- Opening Delimiter -

PR #26558, opened 2026-02-26
Add policy check for ci:build script (Bug 59692, Part 2)

frankmueller-msft:
[AB#59692](https://dev.azure.com/fluidframework/235294da-091d-4c29-84fc-cdfc3d90890b/_workitems/edit/59692)

## Summary

- Adds a `packageNames` scope to `ScriptRequirement` so the `ci:build` policy check applies only to `@fluidframework/protocol-definitions` and `@fluidframework/common-utils`
- Replaces the previous `optional` flag approach, which was semantically contradictory and couldn't catch missing scripts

- Closing Delimiter -

### What is needed
Could you copy each line from the listing that has the word "policy" in it?

### Written response
Add policy check for ci:build script (Bug 59692, Part 2)
- Adds a `packageNames` scope to `ScriptRequirement` so the `ci:build` policy check applies only to `@fluidframework/protocol-definitions` and `@fluidframework/common-utils`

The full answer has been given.